## What the task asks
The line containing "Thanks @tkelman for" marks the end, so write out exactly every line from the top of the entries below through that one.

## Information given
PR #6616, opened 2016-10-03
Tag OffsetArrays v0.2.12

alsam:
Expanded on use case examples:
1. `scalar_law/PROGRAM1`
2. `acoustics_1d_example1`
updated timings for `scalar_law/PROGRAM1` vs. Fortran version.


tkelman:
Do you need to check in a copy of clawpack or code translated from it? That has its own license, "research and instructional use only" is quite a bit stricter than your MIT license.

alsam:
Thanks @tkelman for pointing to the license issue. Some time ago I contacted with Professor Randall J. LeVeque about he opportunity to translate clawpack Fortran codes to Julia. He kindly got me written permission in email message on translation of the codes and clarified license issues, his answer on my question may I translate and copy the codes:

> Certainly!  The BSD license allows unlimited copying and modifying of
> the code (with some attribution to the original) and our hope is that
> people will extend and reuse it in multiple ways.

The developers of the clawpack were very excited on the opportunity of their code be translated to Julia.

The clawpack codes are distributed under BSD license:
[The Clawpack 5 license](http://www.clawpack.org/license.html)

I should have added a reference to the license. I'll add the reference. 
Anyway if you have doubts I might move the original `acoustics1d` Fortran clawpack code and `Julia` translated one from `OffsetArrays` to another package. 
What is your opinion?

tkelman:
Oh if it's all BSD then yeah no problem, as long as you include proper attribution. The "research and instructional use only" wording struck me as unusual.

tkelman:
Looks like the scalar_law examples are by a different author and similarly have a research-only clause on them. If these are just examples and you're not using them as part of the test suite for your code, then I think it would be better from a license perspective to have them in a separate repo.

alsam:
You are quite right: `scalar_law` examples are distributed under another license. The examples are given from the book [Numerical Solution of Hyperbolic Partial Differential Equations by John A. Trangenstein](https://www.amazon.com/Numerical-Solution-Hyperbolic-Differential-Equations/dp/052187727X). To be on a safe side I also contacted with author and got an email permission for translation and publishing.
Below are excerpts from Prof. Trangenstein answers:
>Thank you for your email. It is nice that you asked for permission.
...
> Generally, I support what you have done, but I would like to know a bit more about which of my routines you plan to post on github. Could you send me a brief description of the codes from the book that you would like to post?
...
> There may be licensing problems with the publisher, so I need to check with Cambridge University Press. They are generally pretty quick to respond.
...
> Cambridge U Press approved your posting to github. See below. Sorry it took so long.
...

Despite the fact that I have a written permission to publish the codes, you are quite right, that the license is different, so I'm ready to remove `scalar_law` from `OffsetArrays` and put it into another repository. On the other hand I'm using `scalar_law/PROGRAM0` and `scalar_law/PROGRAM1` for comparison purposes: the performance of the original Fortran code vs. translated Julia one. Ok, I will move both `scalar_law` and `acoustics1d` to different package, say `OffsetArrays_examples.jl`. Is it ok?
Thanks.

tkelman:
Great that you asked for and got permission, you could reference that you received that permission next to the license statement, and add a note in your top-level license file. Or moving the code to a different repo sounds fine too. Unless they are part of your unit / correctness tests, I don't think you necessarily need examples to be within the same repo.

alsam:
Ok, thank you. Certainly I will move the examples to another repo (or two repos, as examples are from the different sources) with all references about licenses and received permissions.

alsam:
Oops, didn't move the tag in METADATA, just updated `sha1`, sorry.

alsam:
Hello @tkelman, I moved all the examples out of this repository into the two different repositories. Sorry it took too much time - was extremely busy at work.
Is it ok? Thanks!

## Task solution
PR #6616, opened 2016-10-03
Tag OffsetArrays v0.2.12

alsam:
Expanded on use case examples:
1. `scalar_law/PROGRAM1`
2. `acoustics_1d_example1`
updated timings for `scalar_law/PROGRAM1` vs. Fortran version.


tkelman:
Do you need to check in a copy of clawpack or code translated from it? That has its own license, "research and instructional use only" is quite a bit stricter than your MIT license.

alsam:
Thanks @tkelman for pointing to the license issue. Some time ago I contacted with Professor Randall J. LeVeque about he opportunity to translate clawpack Fortran codes to Julia. He kindly got me written permission in email message on translation of the codes and clarified license issues, his answer on my question may I translate and copy the codes:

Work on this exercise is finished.